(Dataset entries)
PR #4060, opened 2023-04-12
[Tests] Move generateTest script to non-optional test directory

abirlinger:
Hello all,

This commit aims to get rid of SSAT test failures for platform not supporting Pytorch.  As nnstreamer_filter_pytorch is an optional test introduced by 'pytorch_support_is_available' flag when building it could introduce SSAT failures for test suites requiring the generateTest script located into nnstreamer_filter_pytorch directory. This script added to nnstreamer_filter_pytorch is also used by nnstreamer_converter, nnstreamer_filter_tensorflow2_lite, and transform_dimchg. When Pytorch is not supported, the nnstreamer_filter_pytorch directory is not available and other tests above could not access to the script.

The proposal is to move 'generateTest.py' script to nnstreamer_converter directory as the script is not only used by nnstreamer_filter_pytorch, but also by nnstreamer_converter which is a unittest installed by default. Another script used in the same way as 'generateTest.py' (i.e. used by the unittest declared within the same directory and some others) was already located in the nnstreamer_converter directory which was making this unittest a good candidate to hold this script.

- 'generateTest.py' script location used for higher rank unittests

**Self evaluation:**
SSAT test suites passed (nnstreamer_converter, nnstreamer_filter_tensorflow2_lite, transform_dimchg) when pytorch not available

**How to evaluate:**
1. Disable Pytorch support
2. Build NNStreamer
3. Run mentioned SSAT


wooksong (approved):
LGTM

jaeyun-jung (approved):

PR #4072, opened 2023-04-27
[MQTT] Change string copy @open sesame 04/28 16:12

gichan-jang:
Change string copy to avoid gcc-12 build error.

**Self evaluation:**

### DIFF
--- a/gst/mqtt/mqttsink.c
+++ b/gst/mqtt/mqttsink.c
@@ -929,10 +929,10 @@ gst_mqtt_sink_set_caps (GstBaseSink * basesink, GstCaps * caps)
   ret = gst_caps_replace (&self->in_caps, caps);
 
   if (ret && gst_caps_is_fixed (self->in_caps)) {
-    char *caps_str = gst_caps_to_string (caps);
+    gchar *caps_str = gst_caps_to_string (caps);
 
-    strncpy (self->mqtt_msg_hdr.gst_caps_str, caps_str,
-        MIN (strlen (caps_str), GST_MQTT_MAX_LEN_GST_CAPS_STR - 1));
+    g_strlcpy (self->mqtt_msg_hdr.gst_caps_str, caps_str,
+        GST_MQTT_MAX_LEN_GST_CAPS_STR);
     g_free (caps_str);
   }
 


jaeyun-jung (approved):

gst/mqtt/mqttsink.c
```diff
@@ -932,7 +932,7 @@ gst_mqtt_sink_set_caps (GstBaseSink * basesink, GstCaps * caps)
     char *caps_str = gst_caps_to_string (caps);
```
wooksong, line 932: Q: What happens if using the returned ```gchar *``` for ```gst_caps_str ```
```suggestion
    self->mqtt_msg_hdr.gst_caps_str = gst_caps_to_string (caps);
```

gichan-jang: In my opinion, it is better to limit the size for safe string copying.

gst/mqtt/mqttsink.c
```diff
@@ -929,10 +929,10 @@ gst_mqtt_sink_set_caps (GstBaseSink * basesink, GstCaps * caps)
   ret = gst_caps_replace (&self->in_caps, caps);
 
   if (ret && gst_caps_is_fixed (self->in_caps)) {
-    char *caps_str = gst_caps_to_string (caps);
+    gchar *caps_str = gst_caps_to_string (caps);
```
wooksong, line 932:
```suggestion
    g_autofree gchar *caps_str = gst_caps_to_string (caps);
    
    self->self->mqtt_msg_hdr.gst_caps_str = g_strdup (caps);
```

https://docs.gtk.org/glib/func.strlcpy.html

jaeyun-jung: self->mqtt_msg_hdr.gst_caps_str is fixed size string array, cannot set allocated memory.

https://github.com/nnstreamer/nnstreamer/blob/eb54486d4d17f1146fea7cfb6d304d65ebd8dbd8/gst/mqtt/mqttcommon.h#L59

wooksong: @gichan-jang @jaeyun-jung Got it!

wooksong (approved):

PR #4077, opened 2023-05-10
[Filter] PyTorch, ignore extra output tensors @open sesame 05/11 10:51

tschulz:
Allow tensor_filter to be configured with smaller number of output tensors than PyTorch returns native. This is useful e.g. when my Yolov7 converted model (TorchScript) has 4 output tensors, but I am really only interested in in the 1st. Without this fix, the code would crash with a memory overwrite in `TorchCore::serializeOutput` if the number of configured output tensors is smaller than the actual TorchScript model provides..

### DIFF
--- a/ext/nnstreamer/tensor_filter/tensor_filter_pytorch.cc
+++ b/ext/nnstreamer/tensor_filter/tensor_filter_pytorch.cc
@@ -93,7 +93,7 @@ class TorchCore
   int processIValue (const torch::jit::IValue &value, GstTensorMemory *output,
       unsigned int idx);
   int serializeOutput (const torch::jit::IValue &value, GstTensorMemory *output,
-      unsigned int *idx);
+      unsigned int *idxm, unsigned int limit_idx);
 };
 
 extern "C" { /* accessed by android api */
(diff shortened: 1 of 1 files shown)


ext/nnstreamer/tensor_filter/tensor_filter_pytorch.cc
```diff
@@ -447,8 +447,12 @@ TorchCore::processIValue (
  */
 int
 TorchCore::serializeOutput (
-    const torch::jit::IValue &value, GstTensorMemory *output, unsigned int *idx)
+    const torch::jit::IValue &value, GstTensorMemory *output, unsigned int *idx, unsigned int limit_idx)
```
gichan-jang, line 450: To fix clang format error, please update as below:
```suggestion
TorchCore::serializeOutput (const torch::jit::IValue &value,
    GstTensorMemory *output, unsigned int *idx, unsigned int limit_idx)
```
and you can check error [here](http://ci.nnstreamer.ai/nnstreamer/ci/repo-workers/pr-checker/4077-202305101037130.039629936218262-35bc7428d504c033ed0364f27a86c3e824837bd5/report/clang-format.patch)

And please check DCO and add the sign-off: [DCO](https://github.com/apps/dco)

tschulz: Thanks @gichan-jang! I took care of those two issues. There are still two checks failing and I would need some advise how to address those.

gichan-jang: The test failure is irrelevant to your change. 
I started the TAOS-CI again and it passed now.

anyj0527 (approved):
This change is only valid when "used" output tensors are located from the first order.
A good way to solve this issue is modify the model file to output only needed tensors. But I think it's still valid.
LGTM Thanks!

anyj0527 (approved):
This change is only valid when "used" output tensors are located from the first order.
A good way to solve this issue is modify the model file to output only needed tensors. But I think it's still valid.
LGTM Thanks!

gichan-jang (approved):
LGTM

jaeyun-jung (approved):

PR #4090, opened 2023-05-16
[Trainer] parse config in caps event

jaeyun-jung:
Fix invalid tensor-config,
1. parse config when receiving caps event.
2. init/free config in start/finalize callback.


songgot (approved):
LGTM

niley7464 (approved):
LGTM!

PR #4092, opened 2023-05-17
datarepo: dependency management.

myungjoo:
Datarepo has its own unique dependency.
Thus, make datarepo optional at build so that
we can cut the dependency.

It's set "enabled by default" because most
releases will be using it anyway.


songgot (approved):
LGTM

meson_options.txt
```diff
@@ -50,6 +50,7 @@ option('framework-priority-bin', type: 'string', value: '', description: 'A comm
 option('skip-tflite-flatbuf-check', type: 'boolean', value: false, description: 'Do not check the availability of flatbuf for tensorflow-lite build. In some systems, flatbuffers\' dependency cannot be found with meson.')
 option('trix-engine-alias', type: 'string', value: 'srnpu', description: 'The alias name list of trix-engine sub-plugin. This option provides backward compatibility of the previous framework name.')
 option('enable-float16', type: 'boolean', value: false, description: 'Support float16 streams with GCC extensions')
+option('enable-datarepo', type: 'boolean', value: true, description: 'Data repository sink/src for in-pipeline training')
```
wooksong, line 53:
```suggestion
option('enable-datarepo', type: 'boolean', value: true, description: 'Data repository sink/src for intra/inter-pipeline training')
```

How about it?

anyj0527 (approved):
LGTM✔

meson_options.txt
myungjoo: Nah.. in-pipeline would be more accurate. Inter-pipeline training requires more components; we do not have the methods to transmit models or model-diffs.

PR #4097, opened 2023-05-19
[Common] prepare 0-init dimension

jaeyun-jung:
Prepare increasing max rank and 0-init dimension case.


gst/nnstreamer/nnstreamer_plugin_api_util_impl.c
```diff
@@ -1121,7 +1121,7 @@ gst_tensor_parse_dimension (const gchar * dimstr, tensor_dim dim)
     dim[i] = (uint32_t) val;
     rank = i + 1;
   }
-
+  /** @todo remove below line (init at line 1062, fill remained dimension with 0) */
```
myungjoo, line 1124: Line 1062? Please do not use code lines. It's not static. If  you want to leave a note for next task, please write an issue.

myungjoo (commented):
Is it safe to have that many ```todo``` items?

songgot (approved):
I only saw the code part. 
LGTM.

myungjoo (approved):

PR #4109, opened 2023-06-08
[CodeClean] util function for caps

jaeyun-jung:
Code clean, fix indent and use util function for gst-caps.

### DIFF
--- a/gst/datarepo/gstdatareposrc.c
+++ b/gst/datarepo/gstdatareposrc.c
@@ -268,11 +268,8 @@ gst_data_repo_src_finalize (GObject * object)
   if (src->shuffled_index_array)
     g_array_free (src->shuffled_index_array, TRUE);
 
-  /* Check for gst-inspect log */
-  if (src->caps) {
-    gst_caps_unref (src->caps);
-    src->caps = NULL;
-  }
+  if (src->caps)
+    gst_caps_replace (&src->caps, NULL);
 
   G_OBJECT_CLASS (parent_class)->finalize (object);
 }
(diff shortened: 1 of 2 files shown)


gichan-jang (approved):
LGTM

gst/datarepo/gstdatareposrc.c
```diff
@@ -1012,9 +1009,8 @@ gst_data_repo_get_caps_by_tensors_sequence (GstDataRepoSrc * src)
   GST_DEBUG_OBJECT (src,
       "datareposrc caps by tensors_sequence %" GST_PTR_FORMAT, new_caps);
 
-  gst_caps_replace (&src->caps, new_caps);
+  gst_caps_take (&src->caps, new_caps);
```
songgot, line 1012: Is it okay to put values in src->caps multiple times?
If we use gst_caps_take(), shouldn't ```src->caps``` unref before taking ownership of new_caps?

In case of  'gst_caps_replace', the old_caps is unreffed, the new_caps is referred and change each other.
```
gboolean
gst_caps_replace (GstCaps ** old_caps,
                  GstCaps * new_caps)
```
so src->caps don't need unref().
if use gst_caps_take(), src->caps take ownership of new_caps, so new_caps don't need unref(). but shouldn't src->caps unref() before taking ownership of new_caps in multiple settings?

jaeyun-jung: It is same with gst_caps_replace() - decreases ref count of old value.

myungjoo: http://www.manpagez.com/html/gstreamer-1.0/gstreamer-1.0-1.14.3/GstCaps.php#gst-caps-take

```gst_caps_take()``` = ```atomic { unref(old); ref(new); own(new); }```

myungjoo (approved):

gst/datarepo/gstdatareposrc.c
songgot: > It is same with gst_caps_replace() - decreases ref count of old value.
Thanks for your explanation. :) :+1: :+1:

songgot: > http://www.manpagez.com/html/gstreamer-1.0/gstreamer-1.0-1.14.3/GstCaps.php#gst-caps-take
> 
> `gst_caps_take()` = `atomic { unref(old); ref(new); own(new); }`

Thanks for your explanation. :) :+1: :+1:

songgot:
LGTM

PR #4126, opened 2023-06-26
[CodeClean] use util func for extra tensors

jaeyun-jung:
Code clean, remove unnecessary local val and use util function to handle extra tensors.


anyj0527 (approved):
LGTM✔

niley7464 (approved):
LGTM :)

PR #4131, opened 2023-06-27
[trivial] Fix log level warn -> info

anyj0527:
- Decrease log level since the line is in proper scenario when the num_tensors is exactly 16.


jaeyun-jung (approved):

songgot (approved):
LGTM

**TASK DETAILS**
All that is wanted is the lines from the one containing "PR #4131, opened 2023-06-27" through the last line of the records, restated word for word.

**WORKED SOLUTION**
PR #4131, opened 2023-06-27
[trivial] Fix log level warn -> info

anyj0527:
- Decrease log level since the line is in proper scenario when the num_tensors is exactly 16.


jaeyun-jung (approved):

songgot (approved):
LGTM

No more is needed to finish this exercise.